### WHAT TO PRODUCE:
Your output should repeat each record below with no differences.

### Entries taken from a collection:

Issue #2068, opened 2022-06-21
Refactor `node` to C#


Porges:
Implement the `node` Azure Function

AB#40113973

Porges:
Ready for prod, closing

PR #2072, opened 2022-06-22
Implement the `node` C# function

Porges:

1. Ports the `node` function from Python to C#.
2. Adds a missing authentication check.
3. Add validated string type `PoolName` for consistency with Python version.

## PR Checklist
* [x] Applies to work item: #2068 
* [x] Tests added/passed
* ~~Requires documentation to be updated~~
* ~~I've discussed this with core contributors already. If not checked, I'm ready to accept this work might be rejected in favor of a different grand plan. Issue number where discussion took place: #xxx~~

## Info on Pull Request

_What does this include?_

## Validation Steps Performed

### DIFF
--- a/src/ApiService/ApiService/OneFuzzTypes/Model.cs
+++ b/src/ApiService/ApiService/OneFuzzTypes/Model.cs
@@ -3,7 +3,6 @@ using System.Text.Json.Serialization;
 using Microsoft.OneFuzz.Service.OneFuzzLib.Orm;
 using Endpoint = System.String;
 using GroupId = System.Guid;
-using PoolName = System.String;
 using PrincipalId = System.Guid;
 using Region = System.String;
 
@@ -151,7 +150,6 @@ public record Proxy
 public record Error(ErrorCode Code, string[]? Errors = null);
 
 public record UserInfo(Guid? ApplicationId, Guid? ObjectId, String? Upn);
-
 
 public record TaskDetails(
     TaskType Type,
@@ -316,11 +314,11 @@ public record InstanceConfig
     NetworkSecurityGroupConfig ProxyNsgConfig,
     AzureVmExtensionConfig? Extensions,
     string ProxyVmSku,
-    IDictionary<Endpoint, ApiAccessRule>? ApiAccessRules,
-    IDictionary<PrincipalId, GroupId[]>? GroupMembership,
-
-    IDictionary<string, string>? VmTags,
-    IDictionary<string, string>? VmssTags
+    IDictionary<Endpoint, ApiAccessRule>? ApiAccessRules = null,
+    IDictionary<PrincipalId, GroupId[]>? GroupMembership = null,
+    IDictionary<string, string>? VmTags = null,
+    IDictionary<string, string>? VmssTags = null,
+    bool? RequireAdminPrivileges = null
 ) : EntityBase() {
     public InstanceConfig(string instanceName) : this(
         instanceName,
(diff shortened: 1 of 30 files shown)


src/ApiService/ApiService/OneFuzzTypes/Model.cs
```diff
@@ -316,11 +314,11 @@ public record InstanceConfig
...
-    IDictionary<Endpoint, ApiAccessRule>? ApiAccessRules,
-    IDictionary<PrincipalId, GroupId[]>? GroupMembership,
-
-    IDictionary<string, string>? VmTags,
-    IDictionary<string, string>? VmssTags
+    IDictionary<Endpoint, ApiAccessRule>? ApiAccessRules = null,
+    IDictionary<PrincipalId, GroupId[]>? GroupMembership = null,
+    IDictionary<string, string>? VmTags = null,
+    IDictionary<string, string>? VmssTags = null,
+    bool? RequireAdminPrivileges = null
```
Porges, line 321: This was left out of the original C# version. Are we looking to remove/deprecate this functionality?

tevoinea: It's possible it was added to the python side after the C# version was created

src/ApiService/ApiService/OneFuzzTypes/Responses.cs
```diff
@@ -15,6 +18,23 @@ public record PendingNodeCommand(
     NodeCommandEnvelope? Envelope
 ) : BaseResponse();
 
+// TODO: not sure how much of this is actually
+// needed in the search results, so at the moment
+// it is a copy of the whole Node type
```
tevoinea, line 23: Could we turn `BaseResponse` into an interface, add it on the existing `Node` record in `Model.cs`? The last thing to figure out would be the BaseResponse JsonConverter

src/ApiService/ApiService/onefuzzlib/orm/Queries.cs
```diff
@@ -11,6 +11,9 @@ public static class Query {
         public static string PartitionKey(string partitionKey)
             => TableClient.CreateQueryFilter($"PartitionKey eq {partitionKey}");
 
+        public static string PartitionKey(Guid partitionKey)
+            => TableClient.CreateQueryFilter($"PartitionKey eq {partitionKey}");
+
```
tevoinea, line 16: What about something like:
```csharp
public static string PartitionKey<T>(T partitionKey)
            where T : IFormattable
            => TableClient.CreateQueryFilter($"PartitionKey eq {partitionKey}");
```

That way we can also add it to `PoolName` for example.

tevoinea (approved):

src/ApiService/ApiService/OneFuzzTypes/Responses.cs
Porges: I think there's probably going to be things in `Node` (now or in future) that we don't want to reflect into the response here?

src/ApiService/ApiService/onefuzzlib/orm/Queries.cs
Porges: Also had this idea but hadn’t gotten around to it 👍

src/ApiService/ApiService/OneFuzzTypes/Responses.cs
Porges: I’ve also been bitten a lot of times in the past by sharing internal models as external ones, so I think I'll leave it like this for now.

PR #2078, opened 2022-06-23
Implement the `containers` function for C#

Porges:

_What is this about?_

## PR Checklist
* [ ] Tests added/passed

## Info on Pull Request

_What does this include?_

## Validation Steps Performed


tevoinea (approved):

src/ApiService/ApiService/onefuzzlib/Containers.cs
```diff
@@ -196,4 +265,20 @@ public class Containers : IContainers {
         var client = await FindContainer(container, storageType) ?? throw new Exception($"unable to find container: {container.ContainerName} - {storageType}");
```
stishkin, line 265: should prefix be part of the log message  when logging container name ?

src/ApiService/ApiService/onefuzzlib/Containers.cs
```diff
@@ -185,7 +254,7 @@ public class Containers : IContainers {
 
         var sasBuilder = new BlobSasBuilder(permissions, endTime) {
             StartsOn = startTime,
-            BlobContainerName = container.ContainerName,
+            BlobContainerName = _config.OneFuzzStoragePrefix + container.ContainerName,
```
stishkin, line 257: this will be a source of hard to debug bugs forgetting to add prefix to container name. 

Can enforce that container name always requires prefix ?

Porges: At the moment we won't have any problems since production will always use an empty prefix. I'll think about a way to require that this is provided…

Porges: Discussed that we will address this later, as it won't affect production, only testing.

PR #2082, opened 2022-06-24
Fix tests

chkeita:


chkeita:
these changes are already merged as part of #2066

PR #2083, opened 2022-06-26
C# Integration tests project

Porges:
Move integration tests into their own project. This makes it easier to run unit tests if you don't want to (or don't have) `azurite` running, since you can `dotnet test` just the `Tests` directory.

Also add a check into the `AzuriteStorage` class that will abort the entire test run if `azurite` is not running, which is simpler than reading lots of socket exceptions.

Add a `README.md` with instructions for running the two types of tests.


Porges:
Coverage data is incorrect, needs fixing.

tevoinea (approved):

stishkin (approved):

### RESULT FOR THIS EXERCISE:
Issue #2068, opened 2022-06-21
Refactor `node` to C#


Porges:
Implement the `node` Azure Function

AB#40113973

Porges:
Ready for prod, closing

PR #2072, opened 2022-06-22
Implement the `node` C# function

Porges:

1. Ports the `node` function from Python to C#.
2. Adds a missing authentication check.
3. Add validated string type `PoolName` for consistency with Python version.

## PR Checklist
* [x] Applies to work item: #2068 
* [x] Tests added/passed
* ~~Requires documentation to be updated~~
* ~~I've discussed this with core contributors already. If not checked, I'm ready to accept this work might be rejected in favor of a different grand plan. Issue number where discussion took place: #xxx~~

## Info on Pull Request

_What does this include?_

## Validation Steps Performed

### DIFF
--- a/src/ApiService/ApiService/OneFuzzTypes/Model.cs
+++ b/src/ApiService/ApiService/OneFuzzTypes/Model.cs
@@ -3,7 +3,6 @@ using System.Text.Json.Serialization;
 using Microsoft.OneFuzz.Service.OneFuzzLib.Orm;
 using Endpoint = System.String;
 using GroupId = System.Guid;
-using PoolName = System.String;
 using PrincipalId = System.Guid;
 using Region = System.String;
 
@@ -151,7 +150,6 @@ public record Proxy
 public record Error(ErrorCode Code, string[]? Errors = null);
 
 public record UserInfo(Guid? ApplicationId, Guid? ObjectId, String? Upn);
-
 
 public record TaskDetails(
     TaskType Type,
@@ -316,11 +314,11 @@ public record InstanceConfig
     NetworkSecurityGroupConfig ProxyNsgConfig,
     AzureVmExtensionConfig? Extensions,
     string ProxyVmSku,
-    IDictionary<Endpoint, ApiAccessRule>? ApiAccessRules,
-    IDictionary<PrincipalId, GroupId[]>? GroupMembership,
-
-    IDictionary<string, string>? VmTags,
-    IDictionary<string, string>? VmssTags
+    IDictionary<Endpoint, ApiAccessRule>? ApiAccessRules = null,
+    IDictionary<PrincipalId, GroupId[]>? GroupMembership = null,
+    IDictionary<string, string>? VmTags = null,
+    IDictionary<string, string>? VmssTags = null,
+    bool? RequireAdminPrivileges = null
 ) : EntityBase() {
     public InstanceConfig(string instanceName) : this(
         instanceName,
(diff shortened: 1 of 30 files shown)


src/ApiService/ApiService/OneFuzzTypes/Model.cs
```diff
@@ -316,11 +314,11 @@ public record InstanceConfig
...
-    IDictionary<Endpoint, ApiAccessRule>? ApiAccessRules,
-    IDictionary<PrincipalId, GroupId[]>? GroupMembership,
-
-    IDictionary<string, string>? VmTags,
-    IDictionary<string, string>? VmssTags
+    IDictionary<Endpoint, ApiAccessRule>? ApiAccessRules = null,
+    IDictionary<PrincipalId, GroupId[]>? GroupMembership = null,
+    IDictionary<string, string>? VmTags = null,
+    IDictionary<string, string>? VmssTags = null,
+    bool? RequireAdminPrivileges = null
```
Porges, line 321: This was left out of the original C# version. Are we looking to remove/deprecate this functionality?

tevoinea: It's possible it was added to the python side after the C# version was created

src/ApiService/ApiService/OneFuzzTypes/Responses.cs
```diff
@@ -15,6 +18,23 @@ public record PendingNodeCommand(
     NodeCommandEnvelope? Envelope
 ) : BaseResponse();
 
+// TODO: not sure how much of this is actually
+// needed in the search results, so at the moment
+// it is a copy of the whole Node type
```
tevoinea, line 23: Could we turn `BaseResponse` into an interface, add it on the existing `Node` record in `Model.cs`? The last thing to figure out would be the BaseResponse JsonConverter

src/ApiService/ApiService/onefuzzlib/orm/Queries.cs
```diff
@@ -11,6 +11,9 @@ public static class Query {
         public static string PartitionKey(string partitionKey)
             => TableClient.CreateQueryFilter($"PartitionKey eq {partitionKey}");
 
+        public static string PartitionKey(Guid partitionKey)
+            => TableClient.CreateQueryFilter($"PartitionKey eq {partitionKey}");
+
```
tevoinea, line 16: What about something like:
```csharp
public static string PartitionKey<T>(T partitionKey)
            where T : IFormattable
            => TableClient.CreateQueryFilter($"PartitionKey eq {partitionKey}");
```

That way we can also add it to `PoolName` for example.

tevoinea (approved):

src/ApiService/ApiService/OneFuzzTypes/Responses.cs
Porges: I think there's probably going to be things in `Node` (now or in future) that we don't want to reflect into the response here?

src/ApiService/ApiService/onefuzzlib/orm/Queries.cs
Porges: Also had this idea but hadn’t gotten around to it 👍

src/ApiService/ApiService/OneFuzzTypes/Responses.cs
Porges: I’ve also been bitten a lot of times in the past by sharing internal models as external ones, so I think I'll leave it like this for now.

PR #2078, opened 2022-06-23
Implement the `containers` function for C#

Porges:

_What is this about?_

## PR Checklist
* [ ] Tests added/passed

## Info on Pull Request

_What does this include?_

## Validation Steps Performed


tevoinea (approved):

src/ApiService/ApiService/onefuzzlib/Containers.cs
```diff
@@ -196,4 +265,20 @@ public class Containers : IContainers {
         var client = await FindContainer(container, storageType) ?? throw new Exception($"unable to find container: {container.ContainerName} - {storageType}");
```
stishkin, line 265: should prefix be part of the log message  when logging container name ?

src/ApiService/ApiService/onefuzzlib/Containers.cs
```diff
@@ -185,7 +254,7 @@ public class Containers : IContainers {
 
         var sasBuilder = new BlobSasBuilder(permissions, endTime) {
             StartsOn = startTime,
-            BlobContainerName = container.ContainerName,
+            BlobContainerName = _config.OneFuzzStoragePrefix + container.ContainerName,
```
stishkin, line 257: this will be a source of hard to debug bugs forgetting to add prefix to container name. 

Can enforce that container name always requires prefix ?

Porges: At the moment we won't have any problems since production will always use an empty prefix. I'll think about a way to require that this is provided…

Porges: Discussed that we will address this later, as it won't affect production, only testing.

PR #2082, opened 2022-06-24
Fix tests

chkeita:


chkeita:
these changes are already merged as part of #2066

PR #2083, opened 2022-06-26
C# Integration tests project

Porges:
Move integration tests into their own project. This makes it easier to run unit tests if you don't want to (or don't have) `azurite` running, since you can `dotnet test` just the `Tests` directory.

Also add a check into the `AzuriteStorage` class that will abort the entire test run if `azurite` is not running, which is simpler than reading lots of socket exceptions.

Add a `README.md` with instructions for running the two types of tests.


Porges:
Coverage data is incorrect, needs fixing.

tevoinea (approved):

stishkin (approved):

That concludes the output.